What is being asked: What lines of the listing include the string "opened"? Show them all.

Supplied records:
PR #8196, opened 2025-02-06
[LLHD][TCM] Ignore processes with CFG loops within a TR

maerhart:
Ignore loops for now and basically assume full loop unrolling was performed before this pass. This was an implicit assumption until now. This PR explicitly checks for it and ignores the process in that case.


fabianschuiki (approved):
LGTM!

PR #8199, opened 2025-02-07
[RTG][InlineSequences] Support interleave_sequences

maerhart:


lib/Dialect/RTG/Transforms/InlineSequencesPass.cpp
```diff
@@ -35,62 +40,183 @@ struct InlineSequencesPass
...
+      }
+
+      auto *op = builder.clone(*iters[i], mapping);
+      if (isa<InstructionOpInterface>(op))
+        ++k;
+
+      ++iters[i];
+    }
+
+    i = (i + 1) % blocks.size();
```
youngar, line 178: could use a for loop here
```c++
  for (unsigned i = 0; !finishedBlocks.all(); i = (i + 1) % blocks.size()) {
    if (finishedBlocks[i])
      continue;
    for (unsigned k = 0; k < batchSize;) {
      if (iters[i] == blocks[i]->end()) {
        finishedBlocks.set(i);
        break;
      }
      auto *op = builder.clone(*iters[i], mapping);
      if (isa<InstructionOpInterface>(op))
        ++k;
      ++iters[i];
    }
  }
```

lib/Dialect/RTG/Transforms/InlineSequencesPass.cpp
```diff
@@ -35,62 +40,183 @@ struct InlineSequencesPass
...
+  size_t numSequencesInlined = 0;
+  size_t numSequencesInterleaved = 0;
+};
+
+} // namespace
+
+void SequenceInliner::materializeInterleavedSequence(Value value,
+                                                     ArrayRef<Block *> blocks,
+                                                     uint32_t batchSize) {
+  auto interleavedBlock = std::make_unique<Block>();
```
youngar, line 148: Maybe allocate the block right into the owning storage.
 ```c++
auto *interleavedBlock = blockStorage.emplace_back(std::make_unique<Block>()).get();
```

youngar (approved):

Solution:
PR #8196, opened 2025-02-06
PR #8199, opened 2025-02-07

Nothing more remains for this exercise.